Good Omens by Pratchett Terry

Good Omens by Pratchett Terry

Author:Pratchett, Terry [Pratchett, Terry]
Language: eng
Format: epub
Publisher: HarperTorch
Published: 1990-08-15T06:00:00+00:00

Jesus won't cut you off before you're through

With him you won't never get a crossed line,

And when your bill comes it'll all be properly itemized

He's the telephone repairman on the switchboard of my life

the choir sang. Marvin was fond of that song. He had written it himself. Other songs he had written included: "Happy Mister Jesus," "Jesus, Can I Come and Stay at Your Place?" "That OI' Fiery Cross," "Jesus Is the Sticker on the Bumper of My Soul," and "When I'm Swept Up by the Rapture Grab the Wheel of My Pick-Up." They were available on Jesus Is My Buddy (LP, cassette, and CD), and were advertised every four minutes on Bagman's evangelical network. [$12.95 per LP or cassette, $24.95 per CD, although you got a free copy of the LP with every $500 you donated to Marvin Bagman's mission.]

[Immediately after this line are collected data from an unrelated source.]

PR #934, opened 2021-11-18
[FIX] Remove repeated words

DimitriPapadopoulos:


Remi-Gau (approved):
wow. 

you would think that after being seen by so many people we would have spotted those.

Thanks!

sappelhoff (approved):

PR #955, opened 2021-12-12
[FIX] Entity table: Clarify meaning of empty cells

### LINKED ISSUE #950: Entity table: Neither "REQUIRED" nor "OPTIONAL" = ?
From [Appendix IX: Entities](https://bids-specification.readthedocs.io/en/latest/99-appendices/09-entities.html):

> The ordering of entities and whether it is allowed, OPTIONAL, or REQUIRED for each is given in the Entity Table.

-  It seems to me that "allowed" and "OPTIONAL" are functionally equivalent.
   Potentially the usage of "allowed" was intended to be understood with regards to the *antonym* of such? Let's use "forbidden" here for now.

-  It's also unusual to me to be mixing stringently-defined terms from RFC2119 with a term that is not.

------

From [Appendix IV: Entity table](https://bids-specification.readthedocs.io/en/latest/99-appendices/04-entity-table.html):

> REQUIRED and OPTIONAL entities for a given file type are denoted.

The inference here is that for any field that is *blank*, i.e. neither REQUIRED nor OPTIONAL, then it is *forbidden* to use that entity for that format. It is however unusual to me that this not be stated somewhere *explicitly* in the specification, given that it relates directly to potential violation of the specification. 

The solution to such would not necessarily have to fill all cells in the table with some appropriate term (especially since RFC2119 doesn't really have a good candidate), but it does IMO necessitate some statement before the table regarding the interpretation of empty cells. 

Thoughts welcome.

Lestropie:
Closes #950.


sappelhoff (approved):

tsalo (approved):
LGTM. Thanks for this.

sappelhoff:
Thanks @Lestropie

Despite the fact that the lyrics didn't rhyme, or, as a rule, make any sense, and that Marvin, who was not particularly musical, had stolen all the tunes from old country songs, Jesus Is My Buddy had sold over four million copies.

Marvin had started off as a country singer, singing old Conway Twitty and Johnny Cash songs.

He had done regular live concerts from San Quentin jail until the civil rights people got him under the Cruel and Unusual Punishment clause.

It was then that Marvin got religion. Not the quiet, personal kind, that involves doing good deeds and living a better life; not even the kind that involves putting on a suit and ringing people's doorbells; but the kind that involves having your own TV network and getting people to send you money.

He had found the perfect TV mix, on Marvin's Hour of Power ("The show that put the FUN back into Fundamentalist!"). Four threeminute songs from the LP, twenty minutes of Hellfire, and five minutes of healing people. (The remaining twenty-three minutes were spent alternately cajoling, pleading, threatening, begging, and occasionally simply asking for money.) In the early days he had actually brought people into the studio to heal, but had found that too complicated, so these days he simply proclaimed visions vouchsafed to him of viewers all across America getting magically cured as they watched. This was much simpler—he no longer needed to hire actors, and there was no way anyone could check on his success rate. [It might have surprised Marvin to know there actually was a success rate. Some people would get better from anything.]

The world is a lot more complicated than most people believe. Many people believed, for example, that Marvin was not a true Believer because he made so much money out of it. They were wrong. He believed with all his heart. He believed utterly, and spent a lot of the money that flooded in on what he really thought was the Lord's work.

The phone line to the saviour's always free of interference

He's in at any hour, day or night

And when you call J-E-S-U-S you always call toll free

He's the telephone repairman on the switchboard of my life.